Los Angeles Reserves the Right to Decide Who May Sell You Pot
Recreational marijuana arrives with a million strings attached.
The City of Los Angeles voted yesterday to implement a host of licensing and regulatory guidelines that would usher in the legalized growing, manufacturing, and sale of recreational marijuana next year.
For the most part, this is good news. One of the biggest cities in the United States is ending this particular segment of the drug war, assuming the Department of Justice doesn't come in and arrest everybody.
L.A. is doing this for the money. When California approved recreational marijuana use, it gave local governments the authority to levy taxes on the trade. The Los Angeles Times reports that the city expects legal pot to generate $50 million in tax revenue in just its first year. (That sounds like a huge pile of cash, but it's nothing compared to the $1 billion the city spends annually on pensions and health care for retired city employees. The infusion of marijuana money is not going to solve L.A.'s spending problems.)
Unfortunately, Los Angeles is handling this newly legal form of commerce the way it handles everything: with an incredibly complicated licensing system that favors certain people at the expense of others. This approach may mean that the black market for marijuana will continue in the city.

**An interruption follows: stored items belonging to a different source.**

PR #3895, opened 2022-03-03
Add profiles to publication project file

### LINKED ISSUE #3690: In DITA-OT project files, apply both <context> and <publication> DITAVAL filtering
## Expected Behavior

(This is a more educated follow-up to #3474.)

For DITA-OT project files, if a `<context>` applies a DITAVAL and a `<publication>` applies a DITAVAL, then a `<deliverable>` using both of them should apply both DITAVAL files:

## Actual Behavior
The `<context>` DITAVAL is applied but the `<deliverable>` DITAVAL is discarded.

If the `<context>` DITAVAL is removed, then the `<deliverable>` DITAVAL is applied as expected.

## Possible Solution
Both `<context>` and `<publication>` DITAVAL files should be applied. The need for this is demonstrated by replacing the `<context>` and `<publication>` definitions above with their respective DITAVAL files:

In this example, the `<context>` DITAVAL is filtering on `@product`, while the `<publication>` DITAVAL is filtering on `@audience` (and applying `@rev` highlighting). These filtering aspects are orthogonal.

## Steps to Reproduce
In the attached testcase:

[dita_project_file.zip](https://github.com/dita-ot/dita-ot/files/5920276/dita_project_file.zip)

run the following command:

`dita --project=books.xml --deliverable="del-pdf-review-prodA_ug" --verbose`

then note in the output log that the publication `flag_review.ditaval` DITAVAL is not applied.

## Environment

* DITA-OT version: 3.5.4
* Operating system and version: Ubuntu Linux 18.04 LTS
* Ran via `dita` command
* Transformation type: PDF

jelovirt:
## Description
Add profiles to publication in project files. When both context and publication contain profiles, they are applied in order: publication profiles first, context profiles second.

## Motivation and Context
Fixes #3690

## How Has This Been Tested?
New tests for project to properties conversion.

## Type of Changes

https://github.com/dita-ot/docs/blob/develop/topics/using-project-files.dita#L69 should say `publication` can link to publication related DITAVAL files. Adding profile to publication in examples would help in explaining where they should be used.

### DIFF
--- a/src/main/java/org/dita/dost/invoker/Main.java
+++ b/src/main/java/org/dita/dost/invoker/Main.java
@@ -36,7 +36,6 @@ import org.apache.tools.ant.property.ResolvePropertyMap;
 import org.apache.tools.ant.util.ClasspathUtils;
 import org.apache.tools.ant.util.FileUtils;
 import org.apache.tools.ant.util.ProxySetup;
-import org.dita.dost.log.MessageUtils;
 import org.dita.dost.platform.Plugins;
 import org.dita.dost.project.Project.Context;
 import org.dita.dost.project.Project.Publication;
@@ -357,7 +356,7 @@ public class Main extends org.apache.tools.ant.Main implements AntMain {
                     throw new BuildException("");
                 }
             } else {
-                projectProps = handleProject(conversionArgs.projectFile, definedProps);
+                projectProps = collectProperties(conversionArgs.projectFile, definedProps);
             }
             repeat = conversionArgs.repeat;
             // default values
@@ -400,9 +399,17 @@ public class Main extends org.apache.tools.ant.Main implements AntMain {
         readyToRun = true;
     }
 
-    private List<Map<String, Object>> handleProject(final File projectFile, final Map<String, Object> definedProps) {
+    private List<Map<String, Object>> collectProperties(final File projectFile, final Map<String, Object> definedProps) {
         final URI base = projectFile.toURI();
         final org.dita.dost.project.Project project = readProjectFile(projectFile);
+
+        return collectProperties(project, base, definedProps);
+    }
+
+    @VisibleForTesting
+    List<Map<String, Object>> collectProperties(final org.dita.dost.project.Project project,
+                                                final URI base,
+                                                final Map<String, Object> definedProps) {
         final String runDeliverable = (String) definedProps.get("project.deliverable");
 
         final List<Map<String, Object>> projectProps = project.deliverables.stream()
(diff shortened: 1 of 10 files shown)


chrispy-snps:
@jelovirt - this is great, thank you!!

jelovirt:
The code in `Main` should be refactored so that we could easily test `Project` to Ant property map.

jelovirt:
@raducoravu what's your take, is profiles in publication taking priority correct?

chrispy-snps:
@jelovirt - going by the guideline of more specific settings taking precedence over more general settings, then a `<context>` profile would take precedence over a `<publication>` profile. This would allow a publication to declare some default filtering, then allow map-specific overrides on a map-by-map basis.

And although you could define multiple `<publication>` definitions instead, maybe the per-map settings could be numerous or unique enough to make that impractical?

In our case, our filter/flagging settings between contexts/publications are completely orthogonal and I can't think of any specific use case to support a strong opinion. So I am just thinking out loud.

kirkilj:
We came up with a similar arrangement, where a project
wide.properties file could be defined and then if there was a properties file with the same basename as a DITA map, it was used to override the corresponding entries of the project.

Given the discussion in Thursday's Monthly call, I'll invite @thendarion to comment. We have other configurations to define deliverables, but it be preferable if the new OT project schema would enable us to simplify or do away with these home-grown mechanisms.

raducoravu:
@jelovirt I would also maybe see the context filters applied first with the publication filters applied last. Also the way in which in a project XML file a deliverable contains (context, publication) in this order would mean this is also the order in which the filters are applied.

But how does the order of the filters matter? 
If for example I declare a flagging color in the context filter, if the publication filter comes last it could overwrite that flagging to another color, right?
If I declare an exclusion for a certain profiling attribute value in the context filter, can the publication filter provide an explicit inclusion of that same attribute value to override the default exclusion and keep the element in the document?

jelovirt:
> But how does the order of the filters matter?

Multiple DITAVAL files are just like a single DITAVAL where they are merged into one, and order matters there. The key point here is _what_ you stick into various profiles. You should e.g.

* filter by audience in `context`
* flag to highlight or only show print content in `publication`.

If you start mixing those, then this feature is called a "foot gun".

The difficulty here is that both `publication` and `context` are reusable. You can use _site_ `publication` to publish product A and B `context`; you can use _novice_ `context` with PDF and HTML5 `publications`. So IMO there is no obvious correct priority order for these.

raducoravu:
@jelovirt right, in the end we need to settle for a certain order and document it as such. But as I said I would slightly incline towards having the context filters added before the publication filter.

robander:
I probably would have gone with “publication” first, but agree there is no obvious answer and do not have strong feelings.

My reasoning is that you just shouldn’t define things tightly with the publication if they might not apply. Just like with DITA topics — you should not hard-code metadata in the topic if that topic might be used where the metadata is not appropriate, and you should not hard-code related-links in a topic if that topic might be used where the links are not appropriate. In this case, you should not define DITAVAL rules together with the publication if they do not always apply to the publication.

All that said, I don't think it matters much - we should document that this is a "foot gun feature" as @jelovirt described it, and that you state 1) which order we evaluate and 2) that it is probably a Bad Idea to try and have overlapping / override rules.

L.A. is deliberately capping the number of shops and grow facilities that it will license, based on population and location. Officials calculate that fewer than 400 actual pot shops will be permitted, along with around 340 growers and 520 manufacturers.
Fundamentally this means city officials, not the marketplace, will be deciding who gets to be a marijuana dealer. And that means influence matters. There's already going to be a licensing priority toward the entrenched medical marijuana interests who were early entrants as legal dispensaries. Note that when the city finally stopped resisting the opening of medical marijuana dispensaries, it did so in such a way that played favorites with these established businesses and deliberately helped them fend off competitors.
In an attempt to be more inclusive, the city will also implement a "social equity" program to give some "priority processing" for people who qualify on the basis of being poor, or having previously been convicted of misdemeanor marijuana crimes, or having lived in areas who have been disproportionally impacted by pot enforcement. While that sounds nice, the rules are complicated enough that you can be sure they'll be gamed. And the city is imposing so many security and data retention requirements, that few actual poor people seem likely to get in before the license cap is reached. There are also all sorts of public hearing and notification requirements—not to mention the rules embedded in with the state's notoriously abused California Environmental Quality Act—that NIMBY types (and potential competitors) can use to keep pot shops out.
If Los Angeles were really committed to help poor people and those chewed up and spit out by the drug war to start their own cannabis businesses, it wouldn't be capping the number of pot shops the city would permit.
So we'll see how it goes. There are some empty storefronts in my Mid-City neighborhood that could host a pot shop. But there's also a rehab facility and an elementary school, and the regulations prohibit a shop from being within 700 feet of either of those, so I'm not holding my breath.